Зато на следующий день что было! Поднялся ветер, лил проливной дождь. Тропу размыло, лошади наши скользили и падали. Ковбой, которого дядя Джон дал мне в провожатые, сначала уговаривал меня вернуться, но потом отчаялся, покорно ехал следом за мной и только головой покачивал да бормотал, что я, видно, помешалась. Вьючную лошадь мы бросили в Кукуихаэле. В одном месте мы пробирались почти вплавь по глубокой грязи. В Ваиме ковбою пришлось сменить свою лошадь. Но мой Хило выдержал до конца. Я пробыла в седле с раннего утра до полуночи, а в полночь, в Килохана, дядя Джон снял меня с лошади, на руках отнес в дом, поднял служанок и велел им раздеть меня и размассировать, а сам напоил меня горячим вином и какими-то снотворными снадобьями. Наверно, я бредила и кричала во сне. Наверно, дядя Джон обо всем догадался. Но никогда, никому, даже мне, он не сказал ни слова. О чем бы он ни догадался, он все схоронил в заповедной комнате принцессы Наоми.

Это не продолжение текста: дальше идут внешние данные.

PR #1274, opened 2016-02-19
Ember CLI is what is installed when you do `npm install -g ember-cli@2.3`

spastorino:


locks:
Appreciated!

@homu r+

PR #1275, opened 2016-02-19
Remove the open a directory with the editor part

spastorino:
Mentioning the editor part here is confusing given that the guide is trying to explain how to start the development server in console


rwjblue:
I agree

locks:
@homu r+

PR #1276, opened 2016-02-20
Update repositories.md

kentaro0919:
fix 
**Ember Data** - A data persistence library for Ember.js.
to
**Ember Data** - A data persistence library for Ember.


locks:
@kentaro0919 I'll keep this open in case you find more of them to fix, if that's ok with you.

rwjblue:
`packages/metamorph` is gone

rwjblue:
We should also list tildeio/glimmer, tildeio/htmlbars, https://github.com/krisselden/dag-map, maybe others?

kentaro0919:
@locks It is fine by me. I will add them if I find

locks:
@homu r+

PR #1225, opened 2016-02-04
removed diff style

GavinJoyce:
fixes: https://github.com/emberjs/ember.js/issues/12913
slack chat: https://embercommunity.slack.com/archives/documentation/p1454619920000419

**before:**

image

**after:**

image

PR #1277, opened 2016-02-20
Diff style is not being displayed

spastorino:
I've edited the title to describe the real issue.

### DIFF
--- a/source/localizable/getting-started/quick-start.md
+++ b/source/localizable/getting-started/quick-start.md
@@ -210,14 +210,7 @@ curly braces (`{{component}}`). We're going to tell our component:
 2. What array of people to use, via the `people` attribute. We'll
    provide this route's `model` as the list of people.
 
-```app/templates/scientists.hbs{-1,-2,-3,-4,-5,-6,-7,+8}
-<h2>List of Scientists</h2>
-
-<ul>
-  {{#each model as |scientist|}}
-    <li>{{scientist}}</li>
-  {{/each}}
-</ul>
+```app/templates/scientists.hbs
 {{people-list title="List of Scientists" people=model}}
 ```
 


source/localizable/getting-started/quick-start.md
```diff
@@ -211,13 +211,6 @@ curly braces (`{{component}}`). We're going to tell our component:
    provide this route's `model` as the list of people.
 
 ```app/templates/scientists.hbs{-1,-2,-3,-4,-5,-6,-7,+8}
```
locks: this markup is now incorrect, since you removed the mentioned lines

spastorino: Ahh now I see what the intention is ... it tries to show that lines from 1 to 7 should be removed and line 8 is added. But that's not showing properly here https://guides.emberjs.com/v2.3.0/getting-started/quick-start/

acorncom: Hmm, looks like I merged this PR to fix that issue a while back (https://github.com/emberjs/guides/pull/1225) but instead of us fixing the display of the CSS issues we just eliminated `added` / `removed` styles.  <sigh>

spastorino: @acorncom yep, I ended tracking exactly that commit which is wrong as you figured.
I'd let others with better styling skills do the job but just doing something easy, what about ...

diff

spastorino: This https://gist.github.com/spastorino/810b47638232affdcca8 is what makes styles look like 👆

spastorino: Also, all this started happening since https://github.com/emberjs/guides/commit/d2b2c49f4828fcfec3bfcf0d025755d53a27976e, before the background was white so those green/red applied correctly. See for instance how was the style before the mentioned commit and how looks in the blog http://emberjs.com/blog/2016/01/12/ember-data-2-3-released.html

locks: @acorncom that was on purpose

locks:
@spastorino remove both the code and the diff notation please

spastorino:
@locks done, but if that's the solution the same procedure should be applied in a lot of different places like https://github.com/spastorino/guides/blob/02c6b634ef694555637701b60ddea7aaa640bc18/source/localizable/getting-started/quick-start.md#L130 and https://github.com/spastorino/guides/blob/02c6b634ef694555637701b60ddea7aaa640bc18/source/localizable/getting-started/quick-start.md#L157 to mention only two more places in just this file.

Probably there are more places where this should be done.

locks:
Hm. We get to get a designer to fix the styling then.

acorncom:
I think it's just used on the Getting Started page, but would be nice to have it styled.  Let me see what I can come up with ...

acorncom:
Just resolved this on #1283, will close this for now.  @spastorino thanks for the help in tracking down what was going wrong here ...

PR #1278, opened 2016-02-20
There's no need to reload due to live reload server

spastorino:


acorncom:
Thanks, agreed! :-)
@homu r+

PR #1279, opened 2016-02-20
Update ember-cli.md with `const` instead of `var`

timcmiller:
Teaching myself Ember and wanted to update the example with `const` instead of `var`. Added a quick description on `const` in case the reader was unfamiliar with ES2015.


locks:
Thank you for contributing!

@homu r+

PR #1282, opened 2016-02-22
Example code using component contains old (duplicate) code

frunjik:
The text says: 
Replace all our old code with our new componentized version.

But the example code contains the old (original) code and the component, which would show up duplicated.


locks:
Duplicate of #1277.
Thanks for reporting!

PR #1283, opened 2016-02-23
Putting back our added/removed styling

acorncom:
Supersedes #1277 and fully deals with issues initial fixed in #1225


acorncom:
screen shot 2016-02-22 at 6 21 07 pm

@locks @spastorino

locks:
So ugly :C

toddjordan:
@homu r+

PR #1286, opened 2016-02-24
Fix reference-style links

fsoumare:
Links on the following pages point to wrong sections of the api doc:
https://guides.emberjs.com/v2.3.0/object-model/bindings/
https://guides.emberjs.com/v2.3.0/object-model/enumerables/
https://guides.emberjs.com/v2.3.0/object-model/observers/
https://guides.emberjs.com/v2.3.0/routing/asynchronous-routing/

### DIFF
--- a/source/localizable/object-model/bindings.md
+++ b/source/localizable/object-model/bindings.md
@@ -3,10 +3,8 @@ bindings in Ember.js can be used with any object. That said, bindings are most
 often used within the Ember framework itself, and for most problems Ember app
 developers face, computed properties are the appropriate solution.
 
-The easiest way to create a two-way binding is to use a [`computed.alias()`][1],
+The easiest way to create a two-way binding is to use a [`computed.alias()`](http://emberjs.com/api/classes/Ember.computed.html#method_alias),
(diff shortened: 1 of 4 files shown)


locks:
@fsoumare can you do me a favour and inline the links instead? I've found that using footnote-style links has been leading to problems with the references getting out of sync or wrong.

fsoumare:
Done. I think we should use inline links throughout the docs. I can give a hand if need be.

acorncom:
@fsoumare if you wouldn't mind helping run through to adjust those, it would be much appreciated. I tried the other approach because it looked cleaner but it's been a headache :-/

For this PR, could you squash your commits? Once you have we'll get it merged :-)

fsoumare:
Looks like I didn't squash my commits properly. Shall I create a new PR with a single commit?

locks:
@fsoumare it's probably the more straightforward way, so you don't have to much too much with git. go ahead :)

fsoumare:
How about now? :)

acorncom:
@homu r+

Looks good!

PR #1288, opened 2016-02-24

milworm:
fixed an issue: When you click on a "search"-button and the field is empty nothing happens, but seems it's expected to show all items.


locks:
@milworm thank you for your contribution, but we already have a meta-discussion going at https://github.com/emberjs/guides/pull/1264. We might modify the tutorial so the component works slightly differently.

milworm:
ok, no problem :)

PR #1413, opened 2016-05-05
Fix input example name attribute in the-component-lifecycle

remino:


toddjordan:
good catch @remino and thanks for the contribution!

toddjordan:
@homu r+

PR #1415, opened 2016-05-06
Add favorites/index default in routing example

remino:
I can't tell if this is too verbose, but I thought it was important, or at least more consistant, to point out that adding `this.route('favorites');` in the router will also automatically add its own index route.


locks:
It won't @remino. What automatically adds an index route is passing a function to `this.route`, which signals that the route might have children, and thus an implicit index. So, an implicit index per `function`.

remino:
Alright. My bad, then. Please discard.

-- 
Rémi

RÉMINO
https://remino.net/

locks:
Thank you for your contribution @remino, I have opened https://github.com/emberjs/guides/pull/1416 to hopefully clarify this issue. Comment there to let us know if it's useful.

PR #1416, opened 2016-05-06
Update defining-your-routes.md

locks:
Clarify when a new level of nesting appears.


remino:
That's good, but I wonder if the example should actually show it. To illustrate:

- - -

A nested router like this:

```app/router.js
Router.map(function() {
  this.route('posts', function() {
    this.route('comments', function() {});
    this.route('favorites');
  });
});
```

Is the equivalent of:

```app/router.js
Router.map(function(){
  this.route('index', { path: '/' });
  this.route('posts', function() {
    this.route('index', { path: '/' });
    this.route('comments', function() {
        this.route('index', { path: '/' });
    });
    this.route('favorites');
  });
});
```

locks:
@homu r+

PR #1425, opened 2016-05-10
Missing Text in code navigation info

samiell:
changed 'app/components/user-profile.hbs' to 'app/templates/components/user-profile.hbs'


locks:
Thanks for your contribution!

@homu r+

PR #1427, opened 2016-05-11
Update quick-start.md

gdomingu:
Fixed possible typo. I think command should be consistent with https://guides.emberjs.com/v2.5.0/tutorial/ember-cli/#toc_the-development-server.


locks:
Either will actually work, but I like the consistency with this change. Thank you :)

@homu r+

PR #1428, opened 2016-05-11
Fix typo: "Web Sockets" -> "WebSockets"

HeroicEric:
WebSocket is how the protocol is spelled in https://tools.ietf.org/html/rfc6455 and is also used [elsewhere in the guides](https://guides.emberjs.com/v2.5.0/models/).

### DIFF
--- a/source/localizable/applications/services.md
+++ b/source/localizable/applications/services.md
@@ -7,7 +7,7 @@ include:
 
 * User/session authentication.
 * Geolocation.
-* Web Sockets.
+* WebSockets.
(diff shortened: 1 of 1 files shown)


locks:
Now I'm confused as to how this goes by the spellchecker. Huh. :P Thanks!

@homu r+

HeroicEric:
@locks looks like there's already an entry in [spelling-exceptions](https://github.com/emberjs/guides/blob/master/data/spelling-exceptions.txt#L268-L269)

Какие-то обрывки воспоминаний сохранились у меня об этом дне, полном бессильной, слепой ярости, — распустившиеся мокрые волосы хлещут меня по груди и лицу, ручьи слез смешиваются с потоками дождя, а в душе — бешеная злоба на мир, где все устроено скверно и несправедливо… Я помню, что стучала кулаками по луке седла, кричала что-то обидное своему ковбою, вонзала шпоры в бока красавцу Хило, а в душе молилась, чтобы он взвился на дыбы и, упав, придавил меня к земле — тогда не будут больше мужчины любоваться красотой моего тела — либо сбросил меня с тропы, и я погибла бы в пропасти и обо мне сказали бы «пау» — так же бесповоротно, как произнес одними губами Лилолило, когда разорвал мой венок и бросил в море…
Джордж пробыл в Гонолулу дольше, чем думал. Когда он вернулся в Наала, я уже ждала его там. Он церемонно обнял меня, равнодушно поцеловал в губы, с важным видом посмотрел мой язык, сказал, что я плохо выгляжу, и уложил в постель с горячими вьюшками, предварительно напоив касторкой. И я снова вошла в серую жизнь Наала, точно в часовой механизм, и стала одним из зубцов или колесиков, что вертятся все вокруг и вокруг, безостановочно и неумолимо. Каждое утро в половине пятого Джордж вставал с постели, а в пять уже садился на лошадь. Каждый день овсяная каша, и отвратительный дешевый кофе, и говядина, свежая и вяленая, свежая и вяленая. Я стряпала, пекла и стирала. Вертела ручку дребезжащей машинки и шила себе платья. Еще два бесконечных года я каждый вечер сидела напротив него за столом и штопала его дешевые носки и жиденькое белье, а он читал прошлогодние журналы, которые брал у кого-то, потому что сам жалел денег на подписку. А потом пора было спать — керосин ведь стоил денег, — и Джордж заводил часы, записывал в дневник погоду и, сняв башмаки — сначала правый, потом левый, — ставил их рядышком со своей стороны кровати.
Но теперь уже не было надежды, что я привяжусь к моему мужу, — это только казалось до того, как принцесса Лихуэ пригласила меня на прогулку и дядя Джон дал мне лошадь. Вот видишь, сестрица Марта, ничего бы не случилось, если бы дядя Джон отказался дать мне лошадь. А теперь я изведала любовь, я помнила Лилолило; так мог ли после этого мой муж завоевать мое уважение и привязанность? И еще два года в Наала жила мертвая женщина, которая почему-то ходила и разговаривала, стряпала и стирала, штопала носки и экономила керосин… Врачи сказали, что всему причиной было недостаточно теплое белье, — ведь он и в зимнюю непогоду вечно рыскал в верховьях Наала.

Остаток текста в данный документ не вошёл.